Ai sensi dell’art. 2043 c.c., rubricato “Risarcimento per fatto illecito”, chi realizza un fatto doloso o colposo che cagiona ad altri un danno ingiusto è tenuto al risarcimento del danno.
Negli articoli successivi al 2043 c.c. il legislatore tipizza diverse fattispecie di responsabilità extracontrattuale, vere e proprie applicazioni speciali del principio del neminem laedere, integranti pur tuttavia, in alcuni casi, ipotesi di responsabilità semi-oggettiva, come gli articoli 2047 e 2048 c.c., ovvero vere e proprie fattispecie di responsabilità oggettiva, come l’art. 2050 c.c.
Le due responsabilità, che si distinguono per la fonte da cui trovano scaturigine, quella contrattuale dalla sottoscrizione di accordi negoziali, mentre quella extracontrattuale dalla commissione di fatti illeciti, presentano evidenti differenze, ma anche alcune interferenze.
Per quanto riguarda le differenze, è opportuno precisare come la responsabilità contrattuale può essere azionata con strumenti che, salvo l’azione diretta ad ottenere la dichiarazione di nullità del negozio, si prescrivono secondo il regime ordinario decennale, mentre il diritto al risarcimento del danno da fatto illecito si prescrive in cinque anni dal giorno di verificazione del fatto, salvo che si tratti di risarcimento del danno conseguente la circolazione di autoveicoli, fissato dal legislatore in due anni, come si evince dal comma due dell’art. 2947 c.c.

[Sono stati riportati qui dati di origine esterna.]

PR #293, opened 2020-03-26
ui: Use DetailsTable in FabricUI

breeswish:
This PR adds a new Component `CardTableV2`, which uses [DetailsTable of FabricUI](https://developer.microsoft.com/en-us/fabric#/controls/web/detailslist) internally to provide a better table experience, as a substitution of the antd's Table.

Unique features provided by FabricUI DetailsTable includes:
- **Column resize**
  image

- Collapse extra columns automatically

  No need to worry about displaying too many columns causing important columns too short:

  image

  In the case above time and duration columns are hidden automatically because of small screen.

- Sticky header

  image

- Better grouping
- Reorder columns (drag & drop)

Currently CardTableV2 is placed in `@/components` since there is a bug that extra CSSs are not resolved in `packages/dashboard_components`.

The FabricUI's Font and Icon is licensed and limited to developing MS's Apps. Thus no default fonts and icons are introduced (see `FabricRoot`).


ui/src/react-app-env.d.ts
```diff
@@ -1 +1,21 @@
...
+
+declare module '*.module.scss' {
+  const classes: { readonly [key: string]: string }
+  export default classes
+}
+
+declare module '*.module.sass' {
+  const classes: { readonly [key: string]: string }
+  export default classes
+}
```
baurine: Maybe we don't need these 2 temporarily.

PR #607, opened 2020-06-08
integrate with dbass: support embed dasbhoard by iframe

baurine:
resolve #535 

What did:

- Support assign token/hideNav/lang params by URL

Demo:

Issue #535, opened 2020-05-26
Customization of dashboard when used as iframe


sivagao:
## Feature Request

**Is your feature request related to a problem? Please describe:**

**Describe the feature you'd like:**

use iframe' src url params to indicate : 

 - hide the side-menu(headless)
 - inject auth token to dashboard

**Describe alternatives you've considered:**

**Teachability, Documentation, Adoption, Migration Strategy:**

baurine:
Maybe we can add a new entry for iframe usage likes `dashboardApp` and `diagnoseReportApp` which only includes statements and slow query features?

breeswish:
After discussion with @sivagao we have two solutions:
- Implement a portal page, which accept frontend configurations like apiPrefixPath, isHeadlessMode and so on. These configurations are then saved in localStorage.
- Add new configuration items in the backend and then passed to frontend. This is more complex but looks to be more secure.

breeswish:
See also https://github.com/pingcap-incubator/tidb-dashboard/issues/554

PR #628, opened 2020-06-10
DBass portal page

baurine:
Another implementation for issue #535 compared with PR #607 .

What did:

- Add a portal page for dbass to embed dashboard by iframe
- Move remain utils to @lib/utils
- Change all remain js files to ts files

For security consideration, I try to implement this feature in a new way, instead of attaching the token to the dashboard URL (in PR #607) which may access the dashboard without login dbass easily, now we pass the token to the dashboard by `postMessage()`.


ui/dbassPortal/index.ts
```diff
@@ -0,0 +1,84 @@
...
+
+/////////////////////////////////////////////////
+
+let started = false
+auth.setStore(new auth.MemAuthTokenStore())
+window.addEventListener(
+  'message',
+  (event) => {
+    const appOptions = event.data
+    console.log('options:', appOptions)
```
baurine, line 72: To remove it later.

ui/lib/components/CardTableV2/index.tsx
```diff
@@ -18,8 +18,7 @@ import Card from '../Card'
 import styles from './index.module.less'
 
 export { AntCheckboxGroupHeader } from './GroupHeader'
-
-DetailsList.whyDidYouRender = {
+;(DetailsList as any).whyDidYouRender = {
```
baurine, line 21: fix it later

ui/dbassPortal/index.ts
```diff
@@ -0,0 +1,97 @@
+import '@lib/utils/wdyr'
```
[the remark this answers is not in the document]
baurine: Yep, agree with you about drafting a design before developing! And let me think about your solution.

ui/lib/utils/auth.ts
```diff
@@ -15,9 +19,49 @@ export function getAuthTokenAsBearer() {
...
+
+//////////////////////////////////////
+
+interface AuthTokenStore {
+  getAuthToken: () => string | null
+  setAuthToken: (token) => void
+  clearAuthToken: () => void
+}
+
+export class MemAuthTokenStore implements AuthTokenStore {
```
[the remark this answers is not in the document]
baurine: I tested it, it didn't lose.

ui/lib/components/CardTableV2/index.tsx
baurine: This is formatted by the prettier automatically.

baurine:
Hi, @breeswish , updated the implementation, and the main changes should be less than 50 LOC ^_^ except the auth.ts file.

I removed the real portal HTML file and replaced it by `/portal` virtual route.

Actually now this implementation is similar to the first try in PR #607 , but just change the way to pass parameters.

Please help take a look again when you're free, thanks in advance!

ui/lib/utils/auth.ts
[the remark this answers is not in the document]
breeswish: What if we open new pages?

ui/lib/components/CardTableV2/index.tsx
breeswish, line 21: Can we revert it now?

ui/dashboardApp/index.ts
```diff
@@ -23,8 +24,33 @@ import AppInstanceProfiling from '@lib/apps/InstanceProfiling/index.meta'
...
+async function main(appOptions: AppOptions = defOptions) {
+  // handle options
+  if (appOptions.isPortal) {
+    auth.setStore(new auth.MemAuthTokenStore())
+    auth.setAuthToken(appOptions.token)
+  } else {
+    auth.setStore(new auth.LocalStorageAuthTokenStore())
+  }
+  if (appOptions.lang) {
+    i18n.changeLang(appOptions.lang)
```
breeswish, line 50: We can use `i18next.changeLanguage` to be aligned with the rest of the code

ui/dashboardApp/index.ts
```diff
@@ -23,8 +24,33 @@ import AppInstanceProfiling from '@lib/apps/InstanceProfiling/index.meta'
...
+  lang: '',
+  hideNav: false,
+}
+
+async function main(appOptions: AppOptions = defOptions) {
+  // handle options
+  if (appOptions.isPortal) {
+    auth.setStore(new auth.MemAuthTokenStore())
+    auth.setAuthToken(appOptions.token)
+  } else {
```
breeswish, line 46: Maybe no need for these 4 lines

ui/dashboardApp/index.ts
```diff
@@ -23,8 +24,33 @@ import AppInstanceProfiling from '@lib/apps/InstanceProfiling/index.meta'
...
+  token?: string
+  lang?: string
+  hideNav?: boolean
+}
+
+const defOptions: AppOptions = {
+  isPortal: false,
+  token: '',
+  lang: '',
+  hideNav: false,
```
breeswish, line 38: We can treat `lang`, `hideNav` as a config, then store them in localStorage. When App is initialized, we read them from local storage. In this way, "Command+Click" will keep working.

ui/dashboardApp/index.ts
```diff
@@ -34,7 +60,10 @@ async function main() {
 
   singleSpa.registerApplication(
     'layout',
-    AppRegistry.newReactSpaApp(() => LayoutMain, 'root'),
+    AppRegistry.newReactSpaApp(
+      () => (appOptions.hideNav ? LayoutFull : LayoutMain),
+      'root'
```
breeswish, line 65: We can pass the config to each App (modify AppRegistry). Then we even don't need to introduce a new Layout.

baurine:
Address all comments, @breeswish PTAL, thanks!

ui/dashboardApp/index.ts
```diff
@@ -75,12 +84,60 @@ async function main() {
...
   singleSpa.start()
 }
 
-main()
+/////////////////////////////////////
+
+// check whether this is a portal page
+function checkPortal(): boolean {
+  return window.location.pathname.endsWith('/portal')
+}
```
breeswish, line 99: I prefer to put them in `routing` and use something like `routing.isLocationMatch`.

ui/dashboardApp/index.ts
```diff
@@ -75,12 +84,60 @@ async function main() {
...
+  }
+  let q = hash.substring(pos + 1)
+  const p = new URLSearchParams(q)
+  return p.get('iframe') !== null
+}
+
+function start() {
+  // non portal page
+  if (!checkPortal()) {
+    main({ hideNav: false, lang: '' })
```
breeswish, line 116: How about storing it in something like `defaultAppOptions`

ui/dashboardApp/index.ts
```diff
@@ -75,12 +84,60 @@ async function main() {
...
+    return
+  }
+
+  // use another auth token key for portal page to avoid affect the non portal page
+  auth.setTokenKey(auth.portalTokenKey)
+
+  // portal page runs in iframe
+  if (checkIframe()) {
```
breeswish, line 124: We can make life simple by stipulating that the portal page always accepts config (or reset config) from `message` event and the other pages always loads config from localStorage (or if non-exist, using default config). In this way, we don't need to check the existence of `iframe` as well as supporting multiple token keys.

ui/dashboardApp/layout/signin/index.tsx
```diff
@@ -33,8 +33,8 @@ function TiDBSignInForm({ registry }) {
   const [loading, setLoading] = useState(false)
   const [signInError, setSignInError] = useState(null)
 
-  const refForm = useRef()
-  const refPassword = useRef()
+  const [refForm] = Form.useForm()
```
breeswish, line 36: 👍

ui/dashboardApp/index.ts
baurine: Yep! will update it soon.

ui/dashboardApp/index.ts
baurine: Understand the whole logic finally and update it!

ui/dashboardApp/index.ts
```diff
@@ -75,12 +84,35 @@ async function main() {
...
+  // the portal page is only used to receive options
+  if (routing.isPortalPage()) {
+    function handleConfigEvent(event) {
+      const { token, lang, hideNav, app } = event.data
+      auth.setAuthToken(token)
+      saveAppOptions({ hideNav, lang })
+
+      // redirect
+      const { origin, pathname } = window.location
+      const homePath = pathname.replace('portal', '#/')
```
breeswish, line 106: user may specify `portal` in publicUrlPrefix

ui/lib/utils/routing.ts
```diff
@@ -10,6 +10,10 @@ export function isLocationMatch(s, matchPrefix) {
   }
 }
 
-export function isLocationMatchPrefix(s) {
+export function isLocationMatchPrefix(s): boolean {
   return isLocationMatch(s, true)
 }
+
+export function isPortalPage(): boolean {
+  return window.location.pathname.endsWith('/portal')
```
breeswish, line 18: I realized a problem. Since we support customizing publicPath, `/portal` is a valid publicPath that may be specified by user. Maybe we must put it after `#`.

baurine: Yes, it is, put it in the hash is better. Done!

ui/dashboardApp/index.ts
```diff
@@ -72,15 +81,38 @@ async function main() {
...
+  if (routing.isPortalPage()) {
+    function handleConfigEvent(event) {
+      const { token, lang, hideNav, app } = event.data
+      auth.setAuthToken(token)
+      saveAppOptions({ hideNav, lang })
+
+      // redirect
+      const { origin, pathname } = window.location
+      const appUrl = `${origin}${pathname}#/${app || 'statement'}`
+      window.location.href = appUrl
```
breeswish, line 107: how about `window.location.hash = `#${redirectPath}` directly

ui/dashboardApp/index.ts
```diff
@@ -72,15 +81,38 @@ async function main() {
...
 }
 
-main()
+/////////////////////////////////////
+
+function start() {
+  // the portal page is only used to receive options
+  if (routing.isPortalPage()) {
+    function handleConfigEvent(event) {
+      const { token, lang, hideNav, app } = event.data
```
breeswish, line 100: prefer to name it `redirectPath` so that it can be something complex (e.g. including the query parameter part).

ui/dashboardApp/index.ts
baurine: Don't know this way before, not sure whether it works, let me try it.

baurine: Awesome! works perfectly.

.github/workflows/master-release-ui-assets.yaml
```diff
@@ -3,7 +3,7 @@ name: Release UI Assets
 on:
   push:
     branches:
-      - master
+      - dbass-portal
```
breeswish, line 6: Cool, please revert this line and the rest LGTM

PR #634, opened 2020-06-15
check browers list

baurine:
What did: 

- Show a simple prompt message, which suggests user update browser, in the top of the page if the browser is not compatible with the browserslist

Principle: [browserslist-useragent-regexp](https://github.com/browserslist/browserslist-useragent-regexp) is a utility to compile browserslist query to a RegExp to test browser useragent.


ui/public/checkBrowser.js
```diff
@@ -0,0 +1,35 @@
+function checkBrowser() {
+  if (!window.__supported_browsers__.test(navigator.userAgent)) {
+    var text
+    if (navigator.language.indexOf('zh') === 0) {
+      text =
+        '您的浏览器版本已过期，推荐使用最新版本的 Chrome 或 Edge 浏览器以便获得更好的体验。'
+    } else {
+      text =
+        'Your browser version is outdated, recommend to use the latest Chrome or Edge to get better experience.'
+    }
```
baurine, line 10: Do a simple i18n to avoid to use i18next library.

ui/public/diagnoseReport.html
```diff
@@ -10,6 +10,8 @@
   </head>
   <body>
     <noscript>You need to enable JavaScript to run this app.</noscript>
+    <script src="%PUBLIC_URL%/supportedBrowsers.js"></script>
+    <script src="%PUBLIC_URL%/checkBrowser.js"></script>
```
baurine, line 14: We can combine these 2 js together but that needs to use sed. As I know, the sed works differently between macOS and Linux.

ui/public/checkBrowser.js
```diff
@@ -0,0 +1,35 @@
...
+        <b>
+          ${text}
+          <a><span>X</span></a>
+        </b>
+      <div>
+    `
+    var d = document.createElement('div')
+    d.innerHTML = content
+    d.querySelector('a').onclick = function () {
+      d.querySelector('div').style.top = '-60px'
```
baurine, line 29: TODO: use old style `getElementByTag()` API to be as compatible as much.

ui/public/checkBrowser.js
```diff
@@ -0,0 +1,35 @@
...
+                  z-index: 4;
+                  padding: 8px;
+                  text-align: center;
+                  transition: top 2s;">
+        <b>
+          ${text}
+          <a><span>X</span></a>
+        </b>
+      <div>
+    `
```
baurine, line 25: TODO: not use string interpolator.

ui/public/supportedBrowsers.js
```diff
@@ -0,0 +1 @@
...1-9]\d|\d{3,})[_\.]\d+|11[_\.]3|11[_\.]([4-9]|\d{2,})|(1[2-9]|[2-9]\d|\d{3,})[_\.]\d+|12[_\.]0|12[_\.]([1-9]|\d{2,})|12[_\.]4|12[_\.]([5-9]|\d{2,})|(1[3-9]|[2-9]\d|\d{3,})[_\.]\d+|13[_\.]0|13[_\.]([1-9]|\d{2,})|13[_\.]3|13[_\.]([4-9]|\d{2,})|(1[4-9]|[2-9]\d|\d{3,})[_\.]\d+)(?:[_\.]\d+)?)|(CFNetwork\/8.* Darwin\/16\.5\.\d+)|(CFNetwork\/8.* Darwin\/16\.6\.\d+)|(CFNetwork\/8.* Darwin\/16\.7\.\d+)|(SamsungBrowser\/(10\.1|10\.([2-9]|\d{2,})|(1[1-9]|[2-9]\d|\d{3,})\.\d+))|(Edge\/(18(?:\.0)?|18(?:\.([1-9]|\d{2,}))?|(19|[2-9]\d|\d{3,})(?:\.\d+)?))|((Chromium|Chrome)\/(49\.0|49\.([1-9]|\d{2,})|([5-9]\d|\d{3,})\.\d+|79\.0|79\.([1-9]|\d{2,})|([8-9]\d|\d{3,})\.\d+)(?:\.\d+)?([\d.]+$|.*Safari\/(?![\d.]+ Edge\/[\d.]+$)))|(Version\/(12\.1|12\.([2-9]|\d{2,})|(1[3-9]|[2-9]\d|\d{3,})\.\d+|13\.0|13\.([1-9]|\d{2,})|(1[4-9]|[2-9]\d|\d{3,})\.\d+)(?:\.\d+)? Safari\/)|(Trident\/7\.0)|(Firefox\/(68\.0|68\.([1-9]|\d{2,})|(69|[7-9]\d|\d{3,})\.\d+|74\.0|74\.([1-9]|\d{2,})|(7[5-9]|[8-9]\d|\d{3,})\.\d+)\.\d+)|(Firefox\/(68\.0|68\.([1-9]|\d{2,})|(69|[7-9]\d|\d{3,})\.\d+|74\.0|74\.([1-9]|\d{2,})|(7[5-9]|[8-9]\d|\d{3,})\.\d+)(pre|[ab]\d+[a-z]*)?)|(([MS]?IE) (11\.0|11\.([1-9]|\d{2,})|(1[2-9]|[2-9]\d|\d{3,})\.\d+))/
```
breeswish, line 1: maybe we should ignore this file?

ui/public/checkBrowser.js
```diff
@@ -0,0 +1,27 @@
+function checkBrowser() {
+  if (!window.__supported_browsers__.test(navigator.userAgent)) {
+    var text
+    if (navigator.language.indexOf('zh') === 0) {
+      text =
+        '您的浏览器版本已过期，推荐使用最新版本的 Chrome 或 Edge 浏览器以便获得更好的体验。'
+    } else {
+      text =
+        'Your browser version is outdated, recommend to use the latest Chrome or Edge to get better experience.'
```
breeswish, line 9: Sometimes the page is simply broken, prefer to avoid the soft "recommend"

breeswish: We also support Firefox

ui/public/checkBrowser.js
```diff
@@ -0,0 +1,27 @@
+function checkBrowser() {
+  if (!window.__supported_browsers__.test(navigator.userAgent)) {
+    var text
+    if (navigator.language.indexOf('zh') === 0) {
```
breeswish, line 4: IE6 ~ 10 even do not support NavigatorLanguage API, and I'm afraid it will be broken in such cases.

ui/public/checkBrowser.js
```diff
@@ -0,0 +1,27 @@
...
+      text =
+        '您的浏览器版本已过期，推荐使用最新版本的 Chrome 或 Edge 浏览器以便获得更好的体验。'
+    } else {
+      text =
+        'Your browser version is outdated, recommend to use the latest Chrome or Edge to get better experience.'
+    }
+
+    const content =
+      '<div style="background: yellow; width: 100%; position: absolute; top: 0; z-index: 4; padding: 8px; text-align: center; transition: top 2s;">' +
```
breeswish, line 13: Transition needs later browser support and may not work in old browsers (please verify whether it will break things)

ui/public/checkBrowser.js
```diff
@@ -0,0 +1,27 @@
+function checkBrowser() {
+  if (!window.__supported_browsers__.test(navigator.userAgent)) {
+    var text
+    if (navigator.language.indexOf('zh') === 0) {
+      text =
+        '您的浏览器版本已过期，推荐使用最新版本的 Chrome 或 Edge 浏览器以便获得更好的体验。'
```
breeswish, line 6: UTF8 characters might cause problems in some old browsers I guess, please test it against IE6

ui/public/diagnoseReport.html
```diff
@@ -10,6 +10,8 @@
   </head>
   <body>
     <noscript>You need to enable JavaScript to run this app.</noscript>
+    <script src="%PUBLIC_URL%/supportedBrowsers.js"></script>
```
breeswish, line 13: Can we ensure that these scripts will run before our main scripts?

ui/public/checkBrowser.js
breeswish, line 13: How about using red as the background to bring more attractions

ui/public/supportedBrowsers.js
baurine: Agree.

ui/public/checkBrowser.js
baurine: Ok, how about "latest modern browsers"?

ui/public/checkBrowser.js
baurine: Let me do some test.

ui/public/checkBrowser.js
breeswish: Modern browser is a word for developers and users don't know what it means precisely. I prefer to explicitly list out our supported browsers

ui/public/checkBrowser.js
baurine: So it just has no animation in the old browser, I guess, let me test it.

ui/public/checkBrowser.js
baurine: Really, just know it, 😂 Where I can find an IE6 now... anyway, I will try it, maybe I can test it in IE11 first. (ant design only support IE11 for IEs)

ui/public/diagnoseReport.html
baurine: Yes, according to the result I observed, I will do some more tests to confirm.

ui/public/checkBrowser.js
baurine: I am ok with it, just found some examples which use the yellow background, so do I.

image

image

ui/public/checkBrowser.js
breeswish: A note.. AFAIK TiDB Dashboard won't work on IE11 as well

ui/public/checkBrowser.js
breeswish: Cool, if it doesn't break things then it would be great

ui/public/checkBrowser.js
breeswish: IE6 has a wrong charset detecting strategy https://support.microsoft.com/zh-cn/help/928847/internet-explorer-uses-the-wrong-character-set-when-it-renders-an-html

ui/public/checkBrowser.js
breeswish: How about two policies:

- For browsers that functionality will totally break, must not continue, asking user to change browser, like:
  image
- For browsers that functionality works (but maybe not perfect), display a soft recommendation.

baurine: Compared following colors (choose from ant design colors):

red:
red

ff4d4f:
#ff4d4f

yellow:
yellow

ffc53d:
#ffc53d

fadb14:
#fadb14

Feel the last one makes me most comfortable.

baurine: > How about two policies:
> 
> * For browsers that functionality will totally break, must not continue, asking user to change browser, like:
>   image
> * For browsers that functionality works (but maybe not perfect), display a soft recommendation.

This would be better.

baurine:
Updated logic:

1. If the browser is not supported by our pages definitely, we show the following static page to ask the user to update their browser. The list of the unsupported browsers is here: https://browserl.ist/?q=dead%2C+IE+11

    企业微信20200616042540

    企业微信20200616042704

1. If the browser is supported but the version is too old, show a prompt message box to ask the user to upgrade their browser to the latest version as demonstrated above.

ui/gulpfile.esm.js
```diff
@@ -28,11 +28,40 @@ task(
...
+    'echo "window.__supported_browsers__ = $(browserslist-useragent-regexp --allowHigherVersions)" > ./public/supportedBrowsers.js'
+  )
+)
+
+task(
+  'unSupportedBrowsers',
+  shell.task(
+    'echo "window.__unsupported_browsers__ = $(browserslist-useragent-regexp "dead, IE 11" --allowHigherVersions)" > ./public/unSupportedBrowsers.js'
+  )
+)
```
baurine, line 43: The generated full list is here: https://browserl.ist/?q=dead%2C+IE+11

breeswish: It won't work in some old Chrome versions as well. The list needs some tuning..

ui/public/updateBrowser.html
```diff
@@ -0,0 +1,101 @@
...
+      .safari {
+        background-image: url(./assets/img/safari.png);
+      }
+    </style>
+  </head>
+  <body>
+    <div id="root">
+      <h1 id="title">Please update your browser</h1>
+      <p id="desc">
+        Your browser isn't supported anymore. Update it to get the best TiDB
```
breeswish, line 56: Notice that YouTube will display different messages when current browser is up-to-date while browsing the same page:
image

This avoid confusing when user switched the browser, and copy-paste the URL.

baurine:
I am working on another PR.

Altra differenza tra le due forme di responsabilità attiene all’onere probatorio, più mite nel caso di azioni inerenti la responsabilità contrattuale, in quanto caratterizzato solo dalla prova dell’inadempimento, mentre la prova inerente la patologia del rapporto negoziale è a carico del debitore; più gravoso nella responsabilità extracontrattuale, ove il danneggiato deve provare il danno, nelle componenti sia dell’an sia del quantum, oltre che la sussistenza del nesso eziologico tra condotta non iure e danno contra ius, unitamente all’elemento subiettivo del fatto illecito, sempre che non ricorra una fattispecie di responsabilità oggettiva.
Se da un lato la responsabilità extracontrattuale ha un termine prescrizionale più breve, invero dimidiato rispetto al termine ordinario, dall’altro, essa pone a carico del creditore un onere probatorio ben più gravoso rispetto a quello imposto dal legislatore nella responsabilità contrattuale.
Peraltro, è necessario tenere presente che, nel caso in cui il fatto cagionante il danno ingiusto integri una fattispecie di reato, la prescrizione non è più quinquennale, ma pari a quella fissata dal legislatore per la prescrizione del reato, se questa supera i cinque anni.
Orbene, rilevate le differenze tra le due forme di responsabilità, si prenderanno in considerazione, nel prosieguo, le interferenze.
In entrambe le responsabilità è prevista una tutela risarcitoria, da un lato per colui che è stato vittima dell’inadempimento, o di ritardato adempimento, dall’altro, per colui che ha subito un danno ingiusto in seguito a un fatto illecito doloso o colposo altrui.
Orbene, una prima interferenza tra le due responsabilità consiste nella valutazione del danno, che deve avvenire, stante il rinvio espresso contenuto nell’art. 2056 c.c., secondo i criteri stabiliti dagli artt. 1223, 1226 e 1227 c.c., predisposti dal legislatore per le obbligazioni in generale.
Come il danno da inadempimento contrattuale è risarcibile solo se conseguenza immediata e diretta del mancato adempimento, così anche il danno contra ius, previsto dall’art. 2043 c.c., è risarcibile solamente se conseguenza immediata e diretta del fatto illecito doloso o colposo. Preme rilevare, comunque, come la migliore dottrina e la prevalente giurisprudenza di legittimità abbiano ammesso la risarcibilità anche dei danni mediati, purché avvinti al fatto da un nesso di prevedibilità e di causalità.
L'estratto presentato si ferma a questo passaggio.